METHODS: In this retrospective cohort study using the Japanese Diagnosis Procedure Combination database from July 2010 to March 2015, we identified patients aged 18 years or older who received open abdominal surgery for lower gastrointestinal tract perforation and who used vasopressors and antibiotics within 2 days of admission. We performed propensity score matching and inverse probability of treatment weighting (IPTW) to compare the outcomes between patients who received H2RA and those who received PPI within 2 days of admission. The outcomes included gastrointestinal bleeding requiring endoscopic hemostasis within 28 days of admission, 28-day mortality, CDI, and hospital-acquired pneumonia.
RESULTS: The propensity score matching created 1088 pairs of patients who received H2RA or PPI within 2 days of admission. There were no significant differences between the H2RA and PPI groups regarding gastrointestinal bleeding requiring endoscopic hemostasis within 28 days of admission (0.74% vs 1.3%, risk ratio 0.57 (0.24-1.4), and P = 0.284), 28-day mortality (11.3% vs 12.9%, risk ratio 0.88 (0.68-1.1), and P = 0.386), CDI (0.64% vs 0.46%, risk ratio 1.4 (0.45-4.4), and P = 0.774), and hospital-acquired pneumonia (3.0% vs 4.3%, risk ratio 0.70 (0.45-1.1), and P = 0.138). IPTW analysis showed similar results.
CONCLUSIONS: There were no significant differences in gastrointestinal bleeding requiring endoscopic hemostasis within 28 days of admission, 28-day mortality, CDI, and hospital-acquired pneumonia between H2RA and PPI in patients with septic shock after lower gastrointestinal tract perforation.

Background

Septic shock after lower gastrointestinal tract perforation is one of major causes of abdominal infection, and the mortality has been reported to be 18 to 50% [1-3]. Clostridioides difficile (formerly Clostridium difficile) infection (CDI) and pneumonia are common complications after abdominal infection [4-6], and these complications are associated with higher mortality in patients with septic shock after lower gastrointestinal tract perforation [7, 8].

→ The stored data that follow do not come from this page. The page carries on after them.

PR #10236, opened 2021-07-09
es: switch to persistent nodes

garyverhaegen-da:
A few small tweaks, but the most important change is giving up on preemptible instances (for now at least), because I saw GCP kill 8 out of the 10 nodes at exactly the same time and I can't really expect the cluster to survive that.

CHANGELOG_BEGIN
CHANGELOG_END


cocreature (approved):
Thanks!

Histamine-2 receptor antagonists (H2RA) and proton pump inhibiter (PPI) play an essential role in stress ulcer prophylaxis in patients with septic shock [9, 10]. There are several concerns that stress ulcer prophylaxis was associated with CDI [11] and hospital-acquired pneumonia [12]. Previous systematic review and meta-analysis suggested that PPI and H2RA showed similar risk of hospital-acquired pneumonia or CDI [13, 14]. However, clinical heterogeneity between studies included in these meta-analyses was substantial. On the other hand, a retrospective cohort study suggested that the frequency of adverse effects of H2RA may differ from those of PPI [14]. If the risk of CDI or hospital-acquired pneumonia is different, a lower-risk drug should be selected. However, it is not known whether PPI and H2RA show similar risk of hospital-acquired pneumonia and CDI for patients with septic shock due to lower gastrointestinal tract perforation.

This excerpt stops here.